ベルゼー・グラトニオス(p3n000329)
煉獄篇第六冠暴食
ゲオルグ=レオンハート(p3p001983)
優穏の聲

 ベルゼー・グラトニオスという男についてゲオルグは何を込んでいたのかを聞き込むことにした。
 彼の死後、その墓は里長である琉珂の計らいによってヘスペリデスの丘に作られたのだ。その地からフリアノンを見下ろすことが出来る絶好のロケーションとも言えよう。
 その地に何かを捧げたかった。捧げるならば、ベルゼーが好んだものが良い。ゲオルグは「何かあるだろうか」と亜竜種に問い掛けた。

 問うた先に居た亜竜種は珱家――つまり、琉珂の親族にあたるのだそうだ。里長として跡継ぎが産まれなかったならば分家に当たる人間が新たに里長に養子になるという。
 珠珀と琉維の間に琉珂が産まれたためお役は御免となって居たが、その役割を有した青年は「里おじさまの好きなものかあ」とぼんやりと空を眺めていった。
 里長の家系に当たる者は皆、ベルゼーと顔を合せたことがある。
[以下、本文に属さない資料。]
PR #279, opened 2019-04-18
zkvm/blockchain: implement `apply tx list` procedure

vickiniu:
Implements [apply transaction list](https://github.com/interstellar/slingshot/blob/main/zkvm/docs/zkvm-blockchain.md#apply-transaction-list) from blockchain spec

### DIFF
--- a/zkvm/src/blockchain/state.rs
+++ b/zkvm/src/blockchain/state.rs
@@ -62,6 +62,13 @@ impl BlockchainState {
 
         Ok(())
     }
+
+    fn apply_txlist(&mut self, txlist: &[TxLog]) -> Result<(), VMError> {
+        for txlog in txlist.iter() {
+            self.apply_txlog(txlog)?;
+        }
+        Ok(())
+    }
 }
 
 #[cfg(test)]
--- a/zkvm/src/blockchain/state.rs
+++ b/zkvm/src/blockchain/state.rs
@@ -1,4 +1,5 @@
 use bulletproofs::BulletproofGens;
+use std::borrow::Borrow;
 use std::collections::HashSet;
 
 use super::block::{Block, BlockHeader, BlockID};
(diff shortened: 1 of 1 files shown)


zkvm/src/blockchain/state.rs
```diff
@@ -62,6 +62,13 @@ impl BlockchainState {
 
         Ok(())
     }
+
+    fn apply_txlist(&mut self, txlist: &[TxLog]) -> Result<(), VMError> {
```
oleganza:
```suggestion
    fn apply_txlogs(&mut self, txlist: &[TxLog]) -> Result<(), VMError> {
```
wdyt?

Also, would be better to take not a memory-allocated slice of logs, but an iterator. If the user is verifying txs on the fly, they can apply them w/o allocating a storage for them. That's rust-idiomatic way of taking lists of things as an argument when all you need is to iterate over the list.

OTOH, maybe you don't need such method at all - simply use `for .. in .. {}` where you need it (that's probably one or two places anyway).

vickiniu: That makes sense! Updated to change name + take iterator as argument

zkvm/src/blockchain/state.rs
```diff
@@ -62,6 +63,17 @@ impl BlockchainState {
 
         Ok(())
     }
+
+    fn apply_txlogs<I>(&mut self, txlist: I) -> Result<(), VMError>
+    where
+        I: Iterator,
```
oleganza: IntoIterator is even better, since the user can send their Vec or &Vec directly w/o doing `.iter()`.
```suggestion
        I: IntoIterator,
```

oleganza:
This PR adds 12 lines for a job of a one-liner iterator. Maybe we can just loop and apply where we need to, w/o intermediate generic function that does it?

vickiniu:
Sure, that makes sense to me! Closing this PR :)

通常の里の者達は飄々としている彼を見たことはあるが、それ程は里に留まらない――今思えば、それは自身が魔種であり原罪の呼び声などの影響を及ばせぬ為の配慮であったのだろう――為に、それ程は彼の事をしらないのだろう。だが、琉珂を始めとした里の中枢部ならば詳しいと踏んだのだ。
「里おじさまはやっぱり、珠珀たちを溺愛してたからなあ。言い方が変かな。あの人は里の誰もを愛していたしなあ。
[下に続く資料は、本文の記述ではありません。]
PR #280, opened 2019-04-18
zkvm/blockchain: compute utxo and tx root

vickiniu:
Makes changes to use an ordered `Vec` for the UTXO set (per the spec change in #278), and implements computing the utxo and tx root.

### DIFF
--- a/zkvm/src/blockchain/block.rs
+++ b/zkvm/src/blockchain/block.rs
@@ -37,18 +37,14 @@ impl BlockHeader {
         BlockID(result)
     }
 
-    pub fn make_initial(
-        timestamp_ms: u64,
-        refscount: u64,
-        utxos: Option<&Vec<ContractID>>,
-    ) -> BlockHeader {
+    pub fn make_initial(timestamp_ms: u64, refscount: u64, utxos: &Vec<ContractID>) -> BlockHeader {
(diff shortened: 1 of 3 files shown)


zkvm/src/blockchain/block.rs
```diff
@@ -117,3 +121,15 @@ impl Block {
         Ok(txlogs)
     }
 }
+
+impl Root {
+    /// Computes the Merkle txroot
+    pub fn tx(txids: &[TxID]) -> Root {
+        Root(MerkleTree::root(b"transaction_ids", txids))
```
oleganza:
```suggestion
        Root(MerkleTree::root(b"ZkVM.txroot", txids))
```

zkvm/src/blockchain/block.rs
```diff
@@ -117,3 +121,15 @@ impl Block {
...
+    }
+
+    /// Computes the Merkle utxoroot
+    pub fn utxo(utxos: &[ContractID]) -> Root {
+        Root(MerkleTree::root(b"utxos", utxos))
```
oleganza:
```suggestion
        Root(MerkleTree::root(b"ZkVM.utxoroot", utxos))
```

 何をあげたってありがとうって言うからあまり一番好きなものは知らないな。多分、琉珂もそうだぜ。琉珂なんてへたくそな塗り絵を渡しただけで抱きかかえられてた」
 思い出すように笑った彼は幼い頃の琉珂がベルゼーの尾を掴んで歩き回っていたと言った。それを是とする程にベルゼーは亜竜種を愛していたのだろう。
 琉珂という小さな小さな娘をだきあげて「あたたかいな」とぬくもりを感じて微笑むのだ。その様子は、琉珂が成長し里長となった今でも見受けられていたのだから彼の愛情は深い者なのだろう。
「想像は出来るな。琉珂は可愛がられていた」
「だろう。まあ、俺も小さな頃はそうだったよ。珖冶こうや、珖冶、こっちだ……ってさ」
 珱・珖冶はそう言った。彼の名前も里おじさまとして親しまれたベルゼーが付けたらしい。琉珂の名前とて、そうなのだという。
「しかし、人は手向けることが出来ないな」
 ゲオルグが困ったような顔をしてから珖冶はだよなあとからりと笑うのだ。
 晴れるように笑うその顔や仕草に僅かにベルゼーを感じたのは彼が父親のように彼等亜竜種に接してきたからなのだろう。その様子を見れば、それが良く分かるのだ。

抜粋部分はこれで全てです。